Perdidos en el marAgradezco a la compañía dirigida por Jorge Herrera y al Centro Koubek por una puesta arriesgada. El teatro del absurdo es un género más ligado a la formación del actor en sus ensayos académicos y escasamente visto y celebrado  en esta ciudad –recuerdo un Esperando a Godot magnífico en un espacio escénico improvisado, desde un primer piso de la calle 8, a cargo de Jorge Hernández. Poner a prueba a la tan aplaudida “comedia de enredos” que hoy se extiende como la pólvora en Miami -sin negar los que con su esfuerzo la honran- es, de por sí, un reto que particularmente yo, y la revista cultural que represento, Nagari, valoramos.

 

En Perdidos en el mar, el teatro Koubek se convierte en un black box grande. Una plataforma cuadrada representando a una balsa, un baúl y cuatro elementos en su interior construyen una arquitectura de representación sencilla y útil. Dentro, tres personajes vestidos con camisa blanca, traje negro con pajarita y sus respectivos sombreros de bombín (Sansan, Jenny Ariza, Oliver Gutierrez) se someten a los vaivenes de un mar enfurecido en busca de su propia supervivencia: los alimentos se han acabado. La trama “lógica” de saber a quién se van a comer primero para no fenecer, es el relato propiamente dicho.

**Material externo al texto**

PR #2445, opened 2021-12-01
updated SDK for 0.8.7 of protocol

habdelra:
note that I updated the subgraph for RewardPool so that it understands the new RewardeeClaim event. @tintinthong you'll still want to include the new `leaf` param in the subgraph though


tintinthong:
Cool got it. Thanks

PR #167, opened 2017-12-08
Allow users who choose both ID and DL to designate which will be Real ID

LeDeep:


client/containers/apply/real-id-container.jsx
```diff
@@ -14,22 +17,58 @@ const ConnectedForm = (props) => {
...
-  return (
-    <Form
-      onSubmit          = { onSubmit }
-      onBack            = { onBack }
-      onChange          = { props.onChange }
-      realID            = { props.realID }
-      cardType          = { props.cardType }
+  let content = [];
+
+  if(props.cardType.ID && props.cardType.DL) {
```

Siguiendo los cánones del teatro de Samuel Beckett, (“Todos nacemos locos. Algunos continúan así siempre”) Ionesco o Artaud los diálogos son la excusa para simbolizar varios temas. En este caso, “el-devorarse-para-poder-seguir-viviendo”, se vale de la mentira y la trivialidad de las estrategias políticas. Por un momento he pensado en la situación actual de Colombia y en cómo este tipo de teatro puede ayudar a las clases populares a tomar conciencia de su realidad cotidiana. No olvidemos que el texto acaba con la muerte de uno de los náufragos mientras que, uno de los supervivientes, al preguntarle uno de ellos qué ha pasado, le contesta “No te preocupes…él (el ahogado) como mínimo ha encontrado la libertad”.

En general hay un buen trabajo de corporalidad y movimiento en aquel pequeño espacio donde todo ocurre. Los actores trabajan bien la intersección entre ellos incluso un cartero-nadador y un lacayo que interviene en la obra. Aunque quizás yo me plantearía no empayasar (un neologismo que me acaba de ocurrir) la interpretación si exceptúo a Oliver Gutiérrez que lo equilibra muy bien y sin menospreciar a las dos mujeres (Sansan y Jerry Ariza) que interpretan a dos hombres con gracia y soltura. ¿La razón?…el diálogo en sí, provoca en su absurdidad, la risa. El tema del ritmo y la clausura de la obra -que a mi entender no está conseguida- quizás es otro aspecto a revisar. Habría que darle quizás un mejor protagonismo escénico a la sirena antes de encontrarse con el personaje para disfrutarla…desde “el supuesto real” que dirían los seguidores de Lacán.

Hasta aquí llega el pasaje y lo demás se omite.